DATA section start

PR #3027, opened 2023-10-31
contrib.fbbt, pyomo.gdp: Adding new walker for compute_bounds_on_expr

emma58:
## Summary/Motivation:

The majority of the time in the `gdp.bigm` transformation is spent calculating M values, mostly in the function (from fbbt) `compute_bounds_on_expr`. This PR adds a new walker to contrib.fbbt specifically for computing bounds on expressions based on Var bounds. It is very similar to the leaf-to-root walker, but not identical as it is designed for only a single pass (unlike in actual fbbt), and it caches only the leaf node bounds. Moving the bigm transformations onto it helps performance in calculating M values significantly.

- Adds `ExpressionBoundsVisitor` to contrib.fbbt
- Has `compute_bounds_on_expr` wrap `ExpressionBoundsVisitor` instead of `_FBBTVisitorLeafToRoot`
- (unrelatedly) rewrites `_FBBTVisitorLeafToRoot`, moving it onto the `StreamBasedExpressionVisitor` base class
- Rewrites the implementation of `mul` in `interval.py`: This is actually quite significant performance-wise.
- Rewrites bigm calculations in `gdp.bigm` and `gdp.mbigm` to store an instance of `ExpressionBoundsVisitor` for all of `apply_to` to take advantage of caching, rather than relying on `compute_bounds_on_expr`.

### Legal Acknowledgement


pyomo/contrib/fbbt/fbbt.py
```diff
@@ -1084,7 +970,77 @@ def _check_and_reset_bounds(var, lb, ub):
...
+
+def _before_NPV(visitor, child):
+    if child in visitor.bnds_dict:
+        return False, None
+    val = value(child)
+    visitor.bnds_dict[child] = (val, val)
+    return False, None
+
+
+def _before_other(visitor, child):
```
michaelbynum, line 1011: What is this handler for?

pyomo/contrib/fbbt/fbbt.py
```diff
@@ -1084,7 +970,77 @@ def _check_and_reset_bounds(var, lb, ub):
...
+
+def _before_var(visitor, child):
+    if child in visitor.bnds_dict:
+        return False, None
+    elif child.is_fixed() and not visitor.ignore_fixed:
+        lb = value(child.value)
+        ub = lb
+    else:
+        lb = value(child.lb)
+        ub = value(child.ub)
```
michaelbynum, line 989: Same as above. I think the call to `value` can go away now.

pyomo/contrib/fbbt/expression_bounds_walker.py
```diff
@@ -0,0 +1,282 @@
...
+        ignore fixed status and use the bounds. Set to 'True' if you do not
+        anticipate the fixed status of Variables to change for the duration that
+        the computed bounds should be valid.
+    """
+
+    def __init__(
+        self,
+        leaf_bounds=None,
+        feasibility_tol=1e-8,
+        use_fixed_var_values_as_bounds=False,
```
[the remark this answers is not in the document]
emma58: I did False because it seems safer to me... Because then the bounds are right regardless of if variables get unfixed later. Basically this way we get positive confirmation from a user that they know things are potentially invalid if they unfix Vars.

pyomo/contrib/fbbt/expression_bounds_walker.py
```diff
@@ -0,0 +1,282 @@
...
+            val = child.value
+            if val is None:
+                raise ValueError(
+                    "Var '%s' is fixed to None. This value cannot be used to "
+                    "calculate bounds." % child.name
+                )
+            leaf_bounds[child] = (child.value, child.value)
+        else:
+            lb = value(child.lb)
+            ub = value(child.ub)
```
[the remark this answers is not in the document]
emma58: Whoops, good point

pyomo/contrib/fbbt/expression_bounds_walker.py
```diff
@@ -0,0 +1,282 @@
...
+    @staticmethod
+    def _before_complex(visitor, child):
+        raise ValueError(
+            f"Cannot compute bounds on expressions containing "
+            f"complex numbers. Encountered when processing {child}"
+        )
+
+    @staticmethod
+    def _before_npv(visitor, child):
+        return False, (value(child), value(child))
```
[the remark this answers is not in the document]
emma58: Because it was so fun the first time... :P This is a good point--I'll change it.

pyomo/contrib/fbbt/fbbt.py
emma58: The previous walker basically had a default that if it didn't understand what was going on, it still returned bounds of `(-inf, inf)`. So this maintains that behavior. I'm not sure that it's a good idea long-term though?

pyomo/contrib/fbbt/fbbt.py
```diff
@@ -1084,7 +970,77 @@ def _check_and_reset_bounds(var, lb, ub):
...
+
+def _register_new_before_child_handler(visitor, child):
+    handlers = _before_child_handlers
+    child_type = child.__class__
+    if child.is_variable_type():
+        handlers[child_type] = _before_var
+    elif not child.is_potentially_variable():
+        handlers[child_type] = _before_NPV
+    else:
+        handlers[child_type] = _before_other
```
jsiirola, line 1031: I feel like if we hit this, then we should warn about an unknown / unhandled expression type?

jsiirola (approved):
I like this, but I do wonder that if we are going to start passing the visitor as an argument to all of the handlers, then why are they not just methods on the visitor class?  That would look more "normal".

michaelbynum (approved):

pyomo/contrib/fbbt/fbbt.py
emma58: I think we should, but that's actually going to require a more significant rewrite because right now this is catching both things we don't understand and things that we do understand, just don't need a beforeChild handler for (like SumExpression). So I think it would make the most sense to move this onto the new BeforeChildDispatcher base class and then finally get pedantic about when we're confused and when we just don't care. But I'd rather that be a separate PR.

PR #3034, opened 2023-11-13
Fix MindtPy bugs

ZedongPeng:
## Fixes # .
1. [fix gurobi single tree termination check bug](https://github.com/Pyomo/pyomo/commit/905503b13907a610a1e7f9d8620ee88127551ec5)
2. [fix Gurobi single tree cycle handling](https://github.com/Pyomo/pyomo/commit/3b01104f586f9a33d1386ff89c5c3e57b3ae7fc7)
3. [improve copy_var_list_values function](https://github.com/Pyomo/pyomo/commit/a66f955500686fef09d8605571ef6f5c238101f8)
4. [fix bug in feasibility pump method](https://github.com/Pyomo/pyomo/commit/cefd4a66a06711e90005d20cd470efca762754a6)
5. [add special handle for infeasible relaxed NLP](https://github.com/Pyomo/pyomo/commit/a767f281acd08629aea99f6c616e59b11372d2f5) 
6. [update the log format of infeasible fixed NLP subproblems](https://github.com/Pyomo/pyomo/commit/f766c0a9d6f66da8fea8b11f277bb719ef94f48f)
7. [create new copy_var_list_values function](https://github.com/Pyomo/pyomo/commit/a6e92c53e63b9febad79e8a19a5230c8c308328a)

## Summary/Motivation:
This PR fixes several bugs in MindtPy according to the benchmark results.

### Legal Acknowledgement

9. I represent I am authorized to make the contributions and grant the license. If my employer has rights to intellectual property that includes these contributions, I represent that I have received permission to make contributions and grant the required license on behalf of that employer.


blnicho:
This is waiting for #2988 to be merged first

pyomo/contrib/mindtpy/algorithm_base_class.py
```diff
@@ -840,6 +848,29 @@ def init_rNLP(self, add_oa_cuts=True):
...
+
+        # Sometimes, the NLP solver might be trapped in a infeasible solution if the objective function is nonlinear and partition_obj_nonlinear_terms is True. If this happens, we will use the original objective function instead.
+        if (
+            subprob_terminate_cond == tc.infeasible
+            and config.partition_obj_nonlinear_terms
+            and self.rnlp.MindtPy_utils.objective_list[0].expr.polynomial_degree()
+            not in self.mip_objective_polynomial_degree
+        ):
+            config.logger.info(
+                'Initial relaxed NLP problem is infeasible. This might be related to partition_obj_nonlinear_terms. Try to solve it again without partitioning nonlinear objective function.'
```
emma58, line 860: Suggestion: change 'try' to 'trying'

pyomo/contrib/mindtpy/algorithm_base_class.py
```diff
@@ -1626,7 +1683,11 @@ def solve_main(self):
                         "No-good cuts are added and GOA algorithm doesn't converge within the time limit. "
                         'No integer solution is found, so the CPLEX solver will report an error status. '
                     )
-            return None, None
+            # Value error will be raised if the MIP problem is unbounded and appsi solver is used when loading solutions. Although the problem is unbounded, a valid result is provided and we do not return None to let the algorithm continue.
+            if 'main_mip_results' in dir():
```
emma58, line 1687: `dir()` returns a list, so this `if` statement is linear time, which isn't ideal. Is there a more efficient way to check that you have MIP results?

pyomo/contrib/mindtpy/algorithm_base_class.py
```diff
@@ -805,6 +810,9 @@ def MindtPy_initialization(self):
             self.integer_list.append(self.curr_int_sol)
             fixed_nlp, fixed_nlp_result = self.solve_subproblem()
             self.handle_nlp_subproblem_tc(fixed_nlp, fixed_nlp_result)
+            self.int_sol_2_cuts_ind[self.curr_int_sol] = list(
+                range(1, len(self.mip.MindtPy_utils.cuts.oa_cuts) + 1)
+            )
```
emma58, line 815: Why not just store the number of OA cuts for each of these solutions? It seems inefficient to store a list of indices when you can always construct a generator from one number, but maybe I'm wrong?

pyomo/contrib/mindtpy/util.py
```diff
@@ -963,3 +970,44 @@ def generate_norm_constraint(fp_nlp_model, mip_model, config):
...
+        elif ignore_integrality and v_to.is_integer():
+            v_to.set_value(value(v_from, exception=False), skip_validation=True)
+        elif v_to.is_integer() and (
+            math.fabs(var_val - rounded_val) <= config.integer_tolerance
+        ):
+            v_to.set_value(rounded_val)
+        elif abs(var_val) <= config.zero_tolerance and 0 in v_to.domain:
+            v_to.set_value(0)
+        else:
+            raise ValueError("copy_var_list_values failed.")
```
emma58, line 1013: It looks like this code is copied three times in this PR: Here, in the single-tree implementation and above for the solution pools. Could this part be a utility function to reduce the redundant code?

emma58, line 1013: It will be helpful to add which Vars you were copying from and to in this error message.

emma58 (commented):
A few comments and questions. I also think it would be good to add tests for the bugs you are addressing in this PR.

pyomo/contrib/mindtpy/algorithm_base_class.py
ZedongPeng: `int_sol_2_cuts_ind` is a `dict`, with `self.curr_int_sol` list as the `key` and `index list` as the `value`. 
Do you want me to improve the definition of the key or the value? I think improving the value is doable.

pyomo/contrib/mindtpy/algorithm_base_class.py
ZedongPeng: Is it better to use `locals()`, which returns a dict?

emma58: If you're going to use `in` then a dict would be much better, yes.

pyomo/contrib/mindtpy/algorithm_base_class.py
```diff
@@ -1100,8 +1100,9 @@ def solve_subproblem(self):
                 tolerance=config.constraint_tolerance,
             )
         except InfeasibleConstraintException as e:
+            config.logger.error(e, exc_info=True)
             config.logger.error(
-                str(e) + '\nInfeasibility detected in deactivate_trivial_constraints.'
+                'Infeasibility detected in deactivate_trivial_constraints.'
```
emma58, line 1105: In this pattern, it is still good to include the text from the original error. Here you are hiding it from the user completely and replacing it with your own.

pyomo/contrib/mindtpy/algorithm_base_class.py
ZedongPeng: That's a good point. However, one integer is not enough. We need two integers denoting the starting index and ending index respectively. I will try to implement it.

mrmundt:
@ZedongPeng - the `gurobi` failures are not your fault. #3053 is going to temporarily fix them; Michael is going to (more) permanently fix them soon.

pyomo/contrib/mindtpy/extended_cutting_plane.py
```diff
@@ -140,7 +140,7 @@ def all_nonlinear_constraint_satisfied(self):
                     lower_slack = nlc.lslack()
                 except (ValueError, OverflowError) as e:
                     # Set lower_slack (upper_slack below) less than -config.ecp_tolerance in this case.
-                    config.logger.error(e)
+                    config.logger.error(e, exc_info=True)
                     lower_slack = -10 * config.ecp_tolerance
```
ZedongPeng, line 144: yes

ZedongPeng:
Most of the uncovered lines are `logging.errors`. I added the unit tests for new `set_var_value` function.

ZedongPeng:
I think this PR is ready for a second review.

emma58 (commented):
A few more comments, and it would still be best if you could increase coverage: You can turn up the logging level and test some of those error messages.

pyomo/contrib/mindtpy/util.py
```diff
@@ -963,3 +946,99 @@ def generate_norm_constraint(fp_nlp_model, mip_model, config):
...
+
+def set_var_value(v_to, var_val, integer_tolerance, zero_tolerance, ignore_integrality):
+    """This function copies variable value from one to another.
+    Rounds to Binary/Integer if necessary.
+    Sets to zero for NonNegativeReals if necessary.
+
+    NOTE: PEP 2180 changes the var behavior so that domain /
+    bounds violations no longer generate exceptions (and
+    instead log warnings).  This means that the following will
+    always succeed and the ValueError should never be raised.
```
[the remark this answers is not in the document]
ZedongPeng: I think both docstring and plain comments will work.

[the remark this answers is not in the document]
emma58: I'm just doesn't feel like documentation to me--it seems more like a comment. It's also not clear what "the following" is referring to anymore since there's no longer a try-except pattern.

pyomo/contrib/mindtpy/algorithm_base_class.py
```diff
@@ -1626,7 +1684,11 @@ def solve_main(self):
                         "No-good cuts are added and GOA algorithm doesn't converge within the time limit. "
                         'No integer solution is found, so the CPLEX solver will report an error status. '
                     )
-            return None, None
+            # Value error will be raised if the MIP problem is unbounded and appsi solver is used when loading solutions. Although the problem is unbounded, a valid result is provided and we do not return None to let the algorithm continue.
+            if 'main_mip_results' in locals():
+                return self.mip, main_mip_results
```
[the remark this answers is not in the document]
ZedongPeng: I tried. However, it's not easy to find a problem to generate a model with an unbounded MIP problem, with the initialization strategy. Tbh, I forgot which instance resulted in this situation in the benchmark tests.

pyomo/repn/tests/ampl/test_nlv2.py
```diff
@@ -1054,6 +1054,40 @@ def test_log_timing(self):
...
+      [+   #.##] Constraint c2
+      [+   #.##] Categorized model variables: 14 nnz
+      [+   #.##] Set row / column ordering: 6 var [3, 1, 2 R/B/Z], 3 con [2, 1 L/NL]
+      [+   #.##] Generated row/col labels & comments
+      [+   #.##] Wrote NL stream
+      [    #.##] Generated NL representation
+""",
+            re.sub(r'\d\.\d\d\]', '#.##]', LOG.getvalue()),
+        )
+
```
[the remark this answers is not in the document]
ZedongPeng: This came from merging the `main` branch into the current `benchmark` branch. It is a little bit wired. Is it good to manually remove this?

pyomo/contrib/mindtpy/algorithm_base_class.py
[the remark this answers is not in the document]
emma58: You could always make the whole problem unbounded--then you would be sure to hit this (as long as you didn't discover it was unbounded during initialization I guess). I think there are a couple small examples that might be useful to build off of in `test_gdpopt.py`. Another option would be to just directly call the `solve_main` method and skip initialization.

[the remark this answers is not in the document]
ZedongPeng: This code will not be triggered for all unbounded problems. It only happens when the problem is unbounded and the heuristic method in the solver also finds a feasible solution, **as follows**. That's why the problem is unbounded and still calls the `load_solutions` function. I can manually reproduce this situation by changing the code of MindtPy.  However, I didn't find an instance that could result in this situation without any change. It might not be worth to introduce some redundant code just to trigger this error. I will try to increase the code coverage in other parts.
```
Gurobi Optimizer version 10.0.2 build v10.0.2rc0 (mac64[x86])

CPU model: Intel(R) Core(TM) i7-9750H CPU @ 2.60GHz
Thread count: 6 physical cores, 12 logical processors, using up to 12 threads

Optimize a model with 4 rows, 6 columns and 8 nonzeros
Model fingerprint: 0xb497cb3e
Variable types: 5 continuous, 1 integer (0 binary)
Coefficient statistics:
  Matrix range     [1e+00, 4e+00]
  Objective range  [1e+00, 1e+00]
  Bounds range     [0e+00, 0e+00]
  RHS range        [3e+00, 2e+01]
Found heuristic solution: objective -3.60103e+09
Presolve removed 3 rows and 3 columns
Presolve time: 0.00s

Explored 0 nodes (0 simplex iterations) in 0.00 seconds (0.00 work units)
Thread count was 1 (of 12 available processors)

Solution count 1: -3.60103e+09 
No other solutions better than 0

Model is unbounded
Best objective -3.601030018124e+09, best bound -, gap -
```

bernalde:
All test failures correspond to python >= 3.10 and the GDPOpt LBB test when importing Z3. This is unrelated to this PR but might be good to look into @emma58

pyomo/contrib/mindtpy/algorithm_base_class.py
```diff
@@ -797,14 +805,18 @@ def MindtPy_initialization(self):
...
-                config.logger.error(e)
+                config.logger.error(e, exc_info=True)
                 raise ValueError(
                     'The initial integer combination is not provided or not complete. '
                     'Please provide the complete integer combination or use other initialization strategy.'
                 )
             self.integer_list.append(self.curr_int_sol)
             fixed_nlp, fixed_nlp_result = self.solve_subproblem()
             self.handle_nlp_subproblem_tc(fixed_nlp, fixed_nlp_result)
+            self.int_sol_2_cuts_ind[self.curr_int_sol] = [
```
bernalde, line 816: The name of this function is unclear

pyomo/contrib/mindtpy/single_tree.py
```diff
@@ -309,9 +269,9 @@ def add_lazy_affine_cuts(self, mindtpy_solver, config, opt):
...
                     mc_eqn = mc(constr.body)
                 except MCPP_Error as e:
+                    config.logger.error(e, exc_info=True)
                     config.logger.debug(
-                        'Skipping constraint %s due to MCPP error %s'
-                        % (constr.name, str(e))
+                        'Skipping constraint %s due to MCPP error' % (constr.name)
                     )
                     continue  # skip to the next constraint
                 # TODO: check if the value of ccSlope and cvSlope is not Nan or inf. If so, we skip this.
```
bernalde, line 277: Should we address this now in this PR or leave it for later?

pyomo/contrib/mindtpy/single_tree.py
```diff
@@ -718,6 +678,7 @@ def __call__(self):
         # Lazy constraints separated when processing a MIP start will be discarded after that MIP start has been processed.
         # This means that the callback may have to separate the same constraint again for the next MIP start or for a solution that is found later in the solution process.
         # https://www.ibm.com/docs/en/icos/22.1.1?topic=SSSA5P_22.1.1/ilog.odms.cplex.help/refpythoncplex/html/cplex.callbacks.LazyConstraintCallback-class.htm
+        # For the MINLP3_simple example, all the solutions are obtained from mip_start (solution source). Therefore, it will not go to a branch and bound process.Cause an error output.
```
bernalde, line 681: This comment is to mention some reasons why we trigger tests?

pyomo/contrib/mindtpy/outer_approximation.py
```diff
@@ -96,7 +96,10 @@ def check_config(self):
     def initialize_mip_problem(self):
         '''Deactivate the nonlinear constraints to create the MIP problem.'''
```
bernalde, line 97: We use """ """ for function documentation

bernalde (approved):
Very small cosmetic changes in this request. Maybe address to restart tests as previous failures were unrelated to this PR. Use the chance to increase coverage if easy to do.

pyomo/contrib/mindtpy/single_tree.py
ZedongPeng: To be more precise, the algorithm will terminate during the MIP start process as soon as the bounds converge. In such scenarios, we utilize `self.abort()` to terminate CPLEX. As a consequence, the `results.solver.status` will be set to `error`, accompanied by an error message. Our initial choice to use `self.abort()` was driven by the need for immediate termination upon meeting the convergence criteria. However, I am currently uncertain about the extent of the difference it would make if we allowed CPLEX to terminate on its own.

ZedongPeng: Since the error will be captured by the `try except` command. We don't need to worry about it and it is still the most efficient way to terminate CPLEX. I add a TODO here. We can decide based on the benchmark results in the future.

pyomo/contrib/mindtpy/single_tree.py
ZedongPeng: This has already been checked in the following code. We can remove the TODO.

ZedongPeng:
Could you help me to check why `test_ECP_add_slack` failed only in `linux/pypy-39`? @emma58 @jsiirola
I cannot find the detailed log and the test succeeds in all other environments and my local environment.

mrmundt:
@ZedongPeng - there are issues in general with pypy right now. #3087 is going to fix them.

ZedongPeng:
Hi @mrmundt,

I've noticed that the `pypy-3.9` test continues to fail even after merging #3087. Interestingly, when I ran the tests locally, they all passed successfully. Could you advise me on how to investigate the reasons behind the test exceeding the `timelimit`?

Thank you for your assistance.

bernalde:
The same error seems to be happening although merging master. It always times out in the test_feaspump code from MindtPy, suggesting we are the ones introducing issues here. We need to replicate the testing environment locally to check what's going on. Can we replicate it (in the scenario we can get our hands on a Linux machine)? Somehow, installing promo and some packages via PyPy in Python 3.9 might suggest it is the way forward. Some indication might be useful.

ZedongPeng:
The `osx/3.9` test encountered a failure, which appears to be due to an internet connectivity issue. The specific error message was: `Error: nodename nor servname provided, or not known (api.github.com:443)`. 
Based on the overall progress, I believe this PR is now ready for merging. Could you please give it a final review, @emma58?

pyomo/contrib/mindtpy/global_outer_approximation.py
```diff
@@ -108,4 +108,5 @@ def deactivate_no_good_cuts_when_fixing_bound(self, no_good_cuts):
             if self.config.use_tabu_list:
                 self.integer_list = self.integer_list[:valid_no_good_cuts_num]
         except KeyError as e:
-            self.config.logger.error(str(e) + '\nDeactivating no-good cuts failed.')
+            self.config.logger.error(e, exc_info=True)
+            self.config.logger.error('Deactivating no-good cuts failed.')
```
emma58, line 112: How can this fail? Wouldn't this be a `DeveloperError` (if you need an error here at all) since mindtpy can keep track of what cuts it has added?

emma58 (commented):
A few questions, but overall this looks good. Thanks for the added tests!

pyomo/contrib/mindtpy/algorithm_base_class.py
```diff
@@ -102,12 +102,14 @@ def __init__(self, **kwds):
...
         # We store bounds, timing info, iteration count, incumbent, and the
-        # expression of the original (possibly nonlinear) objective function.
+        # Expression of the original (possibly nonlinear) objective function.
         self.results = SolverResults()
         self.timing = Bunch()
         self.curr_int_sol = []
         self.should_terminate = False
         self.integer_list = []
+        # Dictionary {integer solution (list): [cuts begin index, cuts end index] (list)}
+        self.integer_solution_to_cuts_index = dict()
```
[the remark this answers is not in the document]
ZedongPeng: Thanks for pointing it out. The type of integer solution is `tuple` instead of `list`.

pyomo/contrib/mindtpy/algorithm_base_class.py
```diff
@@ -1241,7 +1290,7 @@ def handle_subproblem_infeasible(self, fixed_nlp, cb_opt=None):
         #         elif var.has_lb() and abs(value(var) - var.lb) < config.absolute_bound_tolerance:
         #             fixed_nlp.ipopt_zU_out[var] = -1
 
-        config.logger.info('Solving feasibility problem')
+        # config.logger.info('Solving feasibility problem')
```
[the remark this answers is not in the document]
ZedongPeng: Nope.

pyomo/contrib/mindtpy/global_outer_approximation.py
ZedongPeng: Thanks for pointing this out. I checked the log of the benchmark tests and found this error came out when `timelimit` was reached. Let me try to fix it before merging this PR. Thanks.

ZedongPeng: The `KeyError` happens when no feasible solution has been found within the `timelimit`. I added one more condition for the `fix_dual_bound` function in the **OA, GOA, LP/NLP B&B and GLP/NLP B&B** methods. 
I also removed `fix_dual_bound` for the **ECP** method since we will never add no-good cuts in the **ECP** method.
I would appreciate it if @bernalde can give it a double-check.

ZedongPeng:
I have already run the black format locally. Are there any new requirements for the black format?
```
~/Github/pyomo/pyomo/contrib/mindtpy benchmark *1 !2 ❯ black -S -C ./
All done! ✨ 🍰 ✨
40 files left unchanged.
```

mrmundt:
@ZedongPeng - check your black version. They released an update this month that made some changes.

emma58 (approved):

pyomo/contrib/mindtpy/util.py
```diff
@@ -965,3 +929,101 @@ def generate_norm_constraint(fp_nlp_model, mip_model, config):
...
+    skip_stale=False,
+    skip_fixed=True,
+    ignore_integrality=False,
+):
+    """Copy variable values from one list to another.
+    Rounds to Binary/Integer if necessary
+    Sets to zero for NonNegativeReals if necessary
+
+    from_list : list
+        The variables that provides the values to copy from.
```
blnicho, line 947:
```suggestion
        The variables that provide the values to copy from.
```

pyomo/contrib/mindtpy/util.py
```diff
@@ -965,3 +929,101 @@ def generate_norm_constraint(fp_nlp_model, mip_model, config):
...
+        var.set_value(var.ub)
+    elif ignore_integrality and var.is_integer():
+        var.set_value(var_val, skip_validation=True)
+    elif var.is_integer() and (math.fabs(var_val - rounded_val) <= integer_tolerance):
+        var.set_value(rounded_val)
+    elif abs(var_val) <= zero_tolerance and 0 in var.domain:
+        var.set_value(0)
+    else:
+        raise ValueError(
+            "copy_var_list_values failed with variable {}, value = {} and rounded value = {}"
```
blnicho, line 1027:
```suggestion
            "set_var_valid_value failed with variable {}, value = {} and rounded value = {}"
```

blnicho (approved):
@ZedongPeng I have a couple minor edits but otherwise I think this looks good.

DATA section end

WHAT YOU SHOULD DO:
Copy the lines from the entries above in which the word "Generated" appears.

COMPLETED TASK:
+      [+   #.##] Generated row/col labels & comments
+      [    #.##] Generated NL representation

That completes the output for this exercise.